*** Begin section ***
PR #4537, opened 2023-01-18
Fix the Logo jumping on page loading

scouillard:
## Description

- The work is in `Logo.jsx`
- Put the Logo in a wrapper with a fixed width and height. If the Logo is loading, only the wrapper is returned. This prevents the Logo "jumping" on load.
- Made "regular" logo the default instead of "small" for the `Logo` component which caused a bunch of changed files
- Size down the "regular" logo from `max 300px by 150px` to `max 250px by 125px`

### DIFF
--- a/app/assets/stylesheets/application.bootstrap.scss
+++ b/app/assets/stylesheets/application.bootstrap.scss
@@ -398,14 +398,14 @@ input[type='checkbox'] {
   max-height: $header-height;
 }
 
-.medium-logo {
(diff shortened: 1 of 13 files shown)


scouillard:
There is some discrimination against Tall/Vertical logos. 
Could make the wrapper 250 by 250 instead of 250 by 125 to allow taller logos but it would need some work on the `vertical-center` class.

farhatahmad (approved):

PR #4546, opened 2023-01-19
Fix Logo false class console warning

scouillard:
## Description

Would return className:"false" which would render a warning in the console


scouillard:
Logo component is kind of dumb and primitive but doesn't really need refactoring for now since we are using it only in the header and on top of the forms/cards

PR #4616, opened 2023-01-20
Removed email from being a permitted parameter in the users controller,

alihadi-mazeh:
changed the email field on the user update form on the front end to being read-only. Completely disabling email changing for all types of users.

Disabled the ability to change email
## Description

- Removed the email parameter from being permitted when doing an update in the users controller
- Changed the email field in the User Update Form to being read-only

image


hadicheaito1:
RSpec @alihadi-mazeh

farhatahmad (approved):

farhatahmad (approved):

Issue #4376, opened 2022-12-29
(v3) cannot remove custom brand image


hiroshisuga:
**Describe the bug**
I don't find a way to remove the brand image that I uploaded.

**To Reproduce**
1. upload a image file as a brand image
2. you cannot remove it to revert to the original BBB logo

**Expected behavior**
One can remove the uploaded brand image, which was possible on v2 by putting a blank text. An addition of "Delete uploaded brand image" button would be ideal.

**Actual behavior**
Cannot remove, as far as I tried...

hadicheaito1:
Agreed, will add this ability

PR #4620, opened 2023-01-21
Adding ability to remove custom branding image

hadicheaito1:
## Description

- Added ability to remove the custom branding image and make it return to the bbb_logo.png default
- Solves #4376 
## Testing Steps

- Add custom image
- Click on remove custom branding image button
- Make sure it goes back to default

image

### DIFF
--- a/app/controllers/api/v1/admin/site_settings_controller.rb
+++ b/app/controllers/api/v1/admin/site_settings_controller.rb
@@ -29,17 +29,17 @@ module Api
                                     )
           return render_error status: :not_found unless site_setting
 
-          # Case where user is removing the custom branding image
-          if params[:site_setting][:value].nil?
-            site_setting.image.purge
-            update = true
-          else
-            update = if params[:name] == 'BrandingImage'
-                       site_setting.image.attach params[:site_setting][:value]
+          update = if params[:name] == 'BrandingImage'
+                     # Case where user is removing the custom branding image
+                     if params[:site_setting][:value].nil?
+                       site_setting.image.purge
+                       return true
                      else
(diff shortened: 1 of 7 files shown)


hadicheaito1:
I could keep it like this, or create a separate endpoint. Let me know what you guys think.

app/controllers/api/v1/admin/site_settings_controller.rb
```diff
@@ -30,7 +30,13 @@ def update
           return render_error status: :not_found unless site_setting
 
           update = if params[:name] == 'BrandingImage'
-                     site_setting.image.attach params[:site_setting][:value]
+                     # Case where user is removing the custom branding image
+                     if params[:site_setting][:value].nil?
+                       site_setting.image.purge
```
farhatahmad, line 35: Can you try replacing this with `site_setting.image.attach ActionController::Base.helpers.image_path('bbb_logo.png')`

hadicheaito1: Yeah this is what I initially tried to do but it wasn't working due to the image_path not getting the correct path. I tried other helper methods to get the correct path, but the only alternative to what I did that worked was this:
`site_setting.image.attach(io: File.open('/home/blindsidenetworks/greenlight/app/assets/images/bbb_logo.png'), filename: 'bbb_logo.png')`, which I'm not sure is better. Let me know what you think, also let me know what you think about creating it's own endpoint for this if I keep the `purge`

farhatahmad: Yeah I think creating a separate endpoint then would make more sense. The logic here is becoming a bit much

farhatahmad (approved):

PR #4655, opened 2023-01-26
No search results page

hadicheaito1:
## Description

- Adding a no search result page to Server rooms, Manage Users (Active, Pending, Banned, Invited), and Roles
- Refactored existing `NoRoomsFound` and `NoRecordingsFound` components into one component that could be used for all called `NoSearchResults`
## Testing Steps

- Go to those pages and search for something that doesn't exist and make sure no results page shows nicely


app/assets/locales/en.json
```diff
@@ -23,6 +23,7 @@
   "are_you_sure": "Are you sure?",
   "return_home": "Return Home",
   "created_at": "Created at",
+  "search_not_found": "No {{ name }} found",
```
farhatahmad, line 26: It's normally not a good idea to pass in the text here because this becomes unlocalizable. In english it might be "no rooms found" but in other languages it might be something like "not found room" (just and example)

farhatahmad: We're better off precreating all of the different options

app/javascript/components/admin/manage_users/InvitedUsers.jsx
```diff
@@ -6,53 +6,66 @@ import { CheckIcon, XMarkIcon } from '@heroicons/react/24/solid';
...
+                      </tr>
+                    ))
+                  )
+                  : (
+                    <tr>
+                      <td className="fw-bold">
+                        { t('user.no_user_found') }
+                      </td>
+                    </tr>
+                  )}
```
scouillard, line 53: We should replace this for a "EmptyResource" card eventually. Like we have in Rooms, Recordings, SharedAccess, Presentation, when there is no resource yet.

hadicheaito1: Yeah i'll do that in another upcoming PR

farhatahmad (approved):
*** End section ***
*** Begin section ***
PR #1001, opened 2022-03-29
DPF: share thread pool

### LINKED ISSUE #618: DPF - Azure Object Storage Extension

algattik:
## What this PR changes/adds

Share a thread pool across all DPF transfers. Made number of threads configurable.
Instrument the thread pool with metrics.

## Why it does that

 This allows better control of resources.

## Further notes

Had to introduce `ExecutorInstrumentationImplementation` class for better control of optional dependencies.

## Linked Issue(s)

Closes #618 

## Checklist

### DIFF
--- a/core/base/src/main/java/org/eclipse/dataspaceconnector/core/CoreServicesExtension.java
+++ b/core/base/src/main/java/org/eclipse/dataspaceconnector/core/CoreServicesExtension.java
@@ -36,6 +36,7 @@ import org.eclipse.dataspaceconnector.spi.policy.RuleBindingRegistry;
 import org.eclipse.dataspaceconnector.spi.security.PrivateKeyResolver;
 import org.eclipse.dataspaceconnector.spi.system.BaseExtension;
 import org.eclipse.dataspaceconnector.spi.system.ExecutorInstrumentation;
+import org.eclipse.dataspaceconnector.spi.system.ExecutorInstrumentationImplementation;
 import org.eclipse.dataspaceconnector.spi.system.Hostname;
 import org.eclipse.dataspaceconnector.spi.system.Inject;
*** End section ***
* _Task objective_
In the material above, please find every line that includes the word "when" and copy it.

* _Answer section_
- Removed the email parameter from being permitted when doing an update in the users controller
scouillard, line 53: We should replace this for a "EmptyResource" card eventually. Like we have in Rooms, Recordings, SharedAccess, Presentation, when there is no resource yet.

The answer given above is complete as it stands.